Very possible these ideas aren’t original—as I said they’re very thinly sketched at the moment, but have been thinking about them for a while so figured I should write them out.
This paper starts with a simple model that formalizes a tradeoff between technological progress increasing growth/wellbeing/consumption, and having a small chance of a massive disaster that kills off a lot of people. When do we choose to keep growing? The intuitive idea is that we should keep growing if the growth rate is higher than (the odds ratio of death) times (the dollar value of a statistical life). If the value of life in dollar terms is low—because everyone is desperately poor, so dollars are worth a lot—then growth is worth it. But under very mild assumptions about preferences, where the value of life relative to money grows with income, we will eventually choose to stop growing.
However, the question becomes different is the value of new technologies is saving lives rather than increasing prosperity.

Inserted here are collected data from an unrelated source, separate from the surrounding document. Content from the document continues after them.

PR #1804, opened 2023-02-22
feat: `Context::persistentChatAction`

### LINKED ISSUE #1801: Feature Request: Continuously Sending Chat Action Requests
# Description
I'm frustrated when the sendChatAction method stops after 5-6 seconds. This can be problematic when I want to run a function that takes a longer time to process, as the user may assume that the bot has stopped responding. Therefore, I'd like to request a new feature that allows for the continuous sending of chat action requests for a specified amount of time.
I'd like to request this feature, and it would be an honor to contribute and help implement it. I have experience working with Typescript and would be happy to collaborate with the development team to ensure that this feature is implemented in a way that meets their standards.

# Solution
My proposed solution is to send the sendChatAction request repeatedly, given a specified amount of time. This would allow the bot to give the user a sense of its responsiveness, and prevent the user from sending multiple requests while the bot is still processing a previous request.

# Example
For example, the "typing" chat action could be sent continuously for 20 seconds, with a delay of 1-2 seconds between requests. This would ensure that the user is aware that the bot is still processing their request, and give them a better experience overall.

# Considerations
I understand that this feature may impact the performance of the bot or the Telegram servers, and I'd be happy to discuss any potential trade-offs or drawbacks with the development team.

https://user-images.githubusercontent.com/97595296/219793214-d137b6ab-e9d8-4479-abea-4b03d23744b0.mp4

orimiles5:
Fixes #1801

# Description
This pull request introduces a new feature to allow for the continuous sending of chat action requests while running long processes, in order to improve the user experience with bots.

The `persistentChatAction` utility sends the `sendChatAction` request repeatedly, with a delay between requests, as long as the provided callback function is being processed. This gives the user a sense of the bot's responsiveness while they wait for a long process to complete. To use this utility, simply call `persistentChatAction` with the `ctx` object (or as a utility), the chat action type (e.g. 'typing'), and the long process as a callback function.

To use the feature, there are two ways:
As @MKRhere suggested:
```ts
bot.start(async (ctx) => {
  persistentChatAction(
    ctx,
    async () => {
      // some prolonged actions...
      await ctx.reply('done')
    },
    'typing'
  )
})
```

As @wojpawlik suggested:
```ts
bot.start(async (ctx) => {
  await ctx.persistentChatAction('typing', async () => {
    // some prolonged actions...
    await ctx.reply('done')
  })
})
```

Alternatively, you can use the `timedChatAction` utility to send a chat action continuously for a specified amount of time. 
To use this utility, simply call `timedChatAction` with the `ctx` object, the chat action type, and the duration in milliseconds. For example:

```ts
bot.start(async ctx => {
    await timedChatAction(ctx, "typing", 10000) // "typing" for 10 seconds 
    // some code...
})
```

I have tested the implementation and it works as expected.

I would appreciate feedback from you, including any potential issues or ideas for improvement. I am open to collaboration and willing to work with you to ensure that this feature meets your standards and benefits the community.

Thank you for considering this feature.

### DIFF
--- a/src/context.ts
+++ b/src/context.ts
@@ -896,8 +896,11 @@ export class Context<U extends Deunionize<tg.Update> = tg.Update> {
       extra?.intervalDuration ?? 4000
     )
 
-    await callback()
-    clearInterval(timer)
+    try {
+      await callback()
+    } finally {
+      clearInterval(timer)
+    }
   }
 
   /**
--- a/src/context.ts
+++ b/src/context.ts
@@ -870,12 +870,12 @@ export class Context<U extends Deunionize<tg.Update> = tg.Update> {
 
   /**
    * @see https://core.telegram.org/bots/api#sendchataction
-   * 
-   * Sends the sendChatAction request repeatedly, with a delay between requests, 
+   *
+   * Sends the sendChatAction request repeatedly, with a delay between requests,
    * as long as the provided callback function is being processed.
-   * 
+   *
    * The sendChatAction errors should be ignored, because the goal is the actual long process completing and performing an action.
-   * 
+   *
    * @param action - chat action type.
    * @param callback - a function to run along with the chat action.
    * @param extra - extra parameters for sendChatAction.
--- a/src/context.ts
+++ b/src/context.ts
@@ -865,18 +865,18 @@ export class Context<U extends Deunionize<tg.Update> = tg.Update> {
     })
   }
 
-  persistentChatAction(action: Shorthand<'sendChatAction'>[0], callback: Function, extra?: tt.ExtraSendChatAction) {
+  persistentChatAction(action: Shorthand<'sendChatAction'>[0], callback: () => Promise<void>, extra?: tt.ExtraSendChatAction) {
     return new Promise<void>(async (resolve) => {
       await this.sendChatAction(action, {...extra})
+
       const timer = setInterval(
         async () => await this.sendChatAction(action, {...extra}),
-        8000
+        extra?.intervalDuration ?? 8000
       )
-  
-      await Promise.resolve(callback()).then(async () => {
-        clearInterval(timer)
-        resolve()
-      })
+        
+      await callback();
+      clearInterval(timer);
+      resolve();
     })
   }
 
--- a/src/context.ts
+++ b/src/context.ts
@@ -5,6 +5,9 @@ import ApiClient from './core/network/client'
 import { Guard, Guarded, MaybeArray } from './util'
 import Telegram from './telegram'
 import { FmtString } from './format'
+import d from 'debug'
+
+const debug = d('telegraf:context')
 
 type Tail<T> = T extends [unknown, ...infer U] ? U : never
 
--- a/src/context.ts
+++ b/src/context.ts
@@ -859,7 +859,7 @@ export class Context<U extends Deunionize<tg.Update> = tg.Update> {
    */
   sendChatAction(
     action: Shorthand<'sendChatAction'>[0],
-    extra?: Omit<tt.ExtraSendChatAction, 'intervalDuration'>
+    extra?: tt.ExtraSendChatAction
   ) {
     this.assert(this.chat, 'sendChatAction')
     return this.telegram.sendChatAction(this.chat.id, action, {
--- a/src/context.ts
+++ b/src/context.ts
@@ -856,7 +856,7 @@ export class Context<U extends Deunionize<tg.Update> = tg.Update> {
    */
   sendChatAction(
     action: Shorthand<'sendChatAction'>[0],
-    extra?: tt.ExtraSendChatAction
+    extra?: Omit<tt.ExtraSendChatAction, 'intervalDuration'>
   ) {
     this.assert(this.chat, 'sendChatAction')
     return this.telegram.sendChatAction(this.chat.id, action, {
--- a/src/context.ts
+++ b/src/context.ts
@@ -888,15 +888,16 @@ export class Context<U extends Deunionize<tg.Update> = tg.Update> {
   ) {
     await this.sendChatAction(action, { ...extra })
 
-      const timer = setInterval(
-        async () => await this.sendChatAction(action, {...extra}),
-        extra?.intervalDuration ?? 8000
-      )
-        
-      await callback();
-      clearInterval(timer);
-      resolve();
-    })
+    const timer = setInterval(
+      async () =>
+        await this.sendChatAction(action, { ...extra }).catch((err) => {
+          debug('Ignored error while persisting sendChatAction:', err)
+        }),
+      extra?.intervalDuration ?? 8000
+    )
+
+    await callback()
+    clearInterval(timer)
   }
 
   /**
--- a/src/context.ts
+++ b/src/context.ts
@@ -892,11 +892,11 @@ export class Context<U extends Deunionize<tg.Update> = tg.Update> {
     await this.sendChatAction(action, { ...extra })
 
     const timer = setInterval(
-      async () =>
-        await this.sendChatAction(action, { ...extra }).catch((err) => {
+      () =>
+        this.sendChatAction(action, { ...extra }).catch((err) => {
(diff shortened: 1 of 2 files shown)


src/util.ts
```diff
@@ -61,3 +64,39 @@ export function* zip<X, Y>(xs: Iterable<X>, ys: Iterable<Y>): Iterable<X | Y> {
     y1 = y.next()
   }
 }
+
+export async function persistentChatAction(
```
MKRhere: Keep only one version of this implementation. The Context method is clearly the superior; I only suggested it as a utility to avoid adding methods to Context. But since this is useful enough, let's keep the Context version.

src/util.ts
```diff
@@ -61,3 +64,39 @@ export function* zip<X, Y>(xs: Iterable<X>, ys: Iterable<Y>): Iterable<X | Y> {
...
+      every
+    )
+
+    await callback()
+    clearInterval(timer)
+    resolve()
+  })
+}
+
+export async function timedChatAction(ctx: any, action: ChatAction, duration: number, every?: number) {
```
MKRhere: `timedChatAction` seems wasteful; not clear where it can be useful, but where it is, it can be implemented rather trivially:

```TS
// sendChatAction will be called for 10 seconds
await ctx.persistentChatAction("typing", () => sleep(10000));
```

src/context.ts
```diff
@@ -865,6 +865,21 @@ export class Context<U extends Deunionize<tg.Update> = tg.Update> {
     })
   }
 
+  persistentChatAction(action: Shorthand<'sendChatAction'>[0], callback: () => Promise<void>, extra?: tt.ExtraSendChatAction) {
+    return new Promise<void>(async (resolve) => {
+      await this.sendChatAction(action, {...extra})
+
+      const timer = setInterval(
```
MKRhere: Using a `setInterval` loop makes any errors in `sendChatAction` unhandle-able. This is bad because the process will crash if it errors.

But also we may want such errors to be ignored, because what we really care about is the actual long process completing and performing an action. I do not think we'd ever want a failure in `sendChatAction` to abort the handler early. So the best course of action is to do:

```TS
setInterval(
	async () => this
		.sendChatAction(action, { ...extra })
		.catch(err => { debug("Ignored error while persisting sendChatAction:", err) })
	...
```

You'll need to instantiate debug as `d("telegraf:context")` in this file, similar to

https://github.com/telegraf/telegraf/blob/5137c75b249898cfdf35bb1560d649f6a7658e62/src/telegraf.ts#L19

This error-ignoring behaviour must be documented in the method's JSDoc, along with a description of what the function itself.

src/context.ts
```diff
@@ -865,6 +865,21 @@ export class Context<U extends Deunionize<tg.Update> = tg.Update> {
     })
   }
 
+  persistentChatAction(action: Shorthand<'sendChatAction'>[0], callback: () => Promise<void>, extra?: tt.ExtraSendChatAction) {
```
MKRhere: Perhaps you tried adding `intervalDuration` to `ExtraSendChatAction` and reverted it, so it no longer exists in `persistentChatAction` extra as well. Make this

```TS
extra?: tt.ExtraSendChatAction & { intervalDuration?: number }
```

src/context.ts
```diff
@@ -856,7 +856,7 @@ export class Context<U extends Deunionize<tg.Update> = tg.Update> {
    */
   sendChatAction(
     action: Shorthand<'sendChatAction'>[0],
-    extra?: tt.ExtraSendChatAction
+    extra?: Omit<tt.ExtraSendChatAction, 'intervalDuration'>
```
MKRhere: Revert this to the original form since you seem to have reverted changes to `ExtraSendChatAction`.

src/context.ts
```diff
@@ -865,6 +865,21 @@ export class Context<U extends Deunionize<tg.Update> = tg.Update> {
     })
   }
 
+  persistentChatAction(action: Shorthand<'sendChatAction'>[0], callback: () => Promise<void>, extra?: tt.ExtraSendChatAction) {
+    return new Promise<void>(async (resolve) => {
```
MKRhere: The `new Promise` construction is unnecessary; make the function `async persistentChatAction (action: ...`

MKRhere (changes requested):
Awesome, thanks for the PR! I have a few thoughts I've added as review comments.

Also remember to run `npm run lint`, and `npm run build` so you don't commit with errors.

orimiles5:
Made changes following your comments.
Thank you for the feedback! 
Tell me if there is something else I can change.

MKRhere (approved):
Lgtm, will wait for @wojpawlik to have a look as well.

src/context.ts
```diff
@@ -865,6 +868,38 @@ export class Context<U extends Deunionize<tg.Update> = tg.Update> {
...
+    const timer = setInterval(
+      async () =>
+        await this.sendChatAction(action, { ...extra }).catch((err) => {
+          debug('Ignored error while persisting sendChatAction:', err)
+        }),
+      extra?.intervalDuration ?? 8000
+    )
+
+    await callback()
+    clearInterval(timer)
```
wojpawlik: In case of exceptions:

```suggestion
    try {
      await callback()
    } finally {
      clearInterval(timer)
    }
```

src/context.ts
```diff
@@ -865,6 +868,38 @@ export class Context<U extends Deunionize<tg.Update> = tg.Update> {
...
+    extra?: tt.ExtraSendChatAction & { intervalDuration?: number }
+  ) {
+    await this.sendChatAction(action, { ...extra })
+
+    const timer = setInterval(
+      async () =>
+        await this.sendChatAction(action, { ...extra }).catch((err) => {
+          debug('Ignored error while persisting sendChatAction:', err)
+        }),
+      extra?.intervalDuration ?? 8000
```
wojpawlik:
```suggestion
      extra?.intervalDuration ?? 4000
```

https://core.telegram.org/bots/api#sendchataction

wojpawlik (changes requested):

orimiles5:
Fixed. 
Thank you! @wojpawlik

src/context.ts
```diff
@@ -865,6 +868,41 @@ export class Context<U extends Deunionize<tg.Update> = tg.Update> {
...
+  async persistentChatAction(
+    action: Shorthand<'sendChatAction'>[0],
+    callback: () => Promise<void>,
+    extra?: tt.ExtraSendChatAction & { intervalDuration?: number }
+  ) {
+    await this.sendChatAction(action, { ...extra })
+
+    const timer = setInterval(
+      async () =>
+        await this.sendChatAction(action, { ...extra }).catch((err) => {
```
wojpawlik: Nitpick: unnecessary `async` / `await`
```suggestion
      () =>
        this.sendChatAction(action, { ...extra }).catch((err) => {
```

src/context.ts
```diff
@@ -865,6 +868,41 @@ export class Context<U extends Deunionize<tg.Update> = tg.Update> {
...
+   *
+   * @param action - chat action type.
+   * @param callback - a function to run along with the chat action.
+   * @param extra - extra parameters for sendChatAction.
+   * @param {number} [extra.intervalDuration=8000] - The duration (in milliseconds) between subsequent sendChatAction requests.
+   */
+  async persistentChatAction(
+    action: Shorthand<'sendChatAction'>[0],
+    callback: () => Promise<void>,
+    extra?: tt.ExtraSendChatAction & { intervalDuration?: number }
```
wojpawlik: Nitpick: this sends `intervalDuration` to bot API.
```suggestion
    {
      intervalDuration,
      ...extra
    }: tt.ExtraSendChatAction & { intervalDuration?: number } = {}
```

wojpawlik (approved):

orimiles5:
Fixed.

MKRhere:
Thanks @orimiles5!

orimiles5:
Thank you for the opportunity to contribute!! 
@MKRhere @wojpawlik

Money has diminishing marginal utility; life does not. So technology that saves lives with certainty, but destroys a lot of lives with some probability, is just a gamble. We decide to keep progressing if it saves more lives in expectation than stopping, but unfortunately that’s not a very helpful answer.
The hygiene hypothesis (especially the autoimmune disease variant, brief 2-paragraph summary here if you Ctrl+F “Before we go”) could be another example.
On a somewhat related note, Section V of this SlateStarCodex post goes through some similar examples where humans departing from long-lived tradition has negative effects that don’t become visible for a long time.